= Available data =
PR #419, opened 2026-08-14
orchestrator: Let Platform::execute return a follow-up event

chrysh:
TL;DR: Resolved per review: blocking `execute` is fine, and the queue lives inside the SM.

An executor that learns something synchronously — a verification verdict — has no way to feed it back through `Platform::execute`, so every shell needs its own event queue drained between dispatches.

= Problem to work on =
A word-for-word restatement of every record above is expected.

= Your solution =
PR #419, opened 2026-08-14
orchestrator: Let Platform::execute return a follow-up event

chrysh:
TL;DR: Resolved per review: blocking `execute` is fine, and the queue lives inside the SM.

An executor that learns something synchronously — a verification verdict — has no way to feed it back through `Platform::execute`, so every shell needs its own event queue drained between dispatches.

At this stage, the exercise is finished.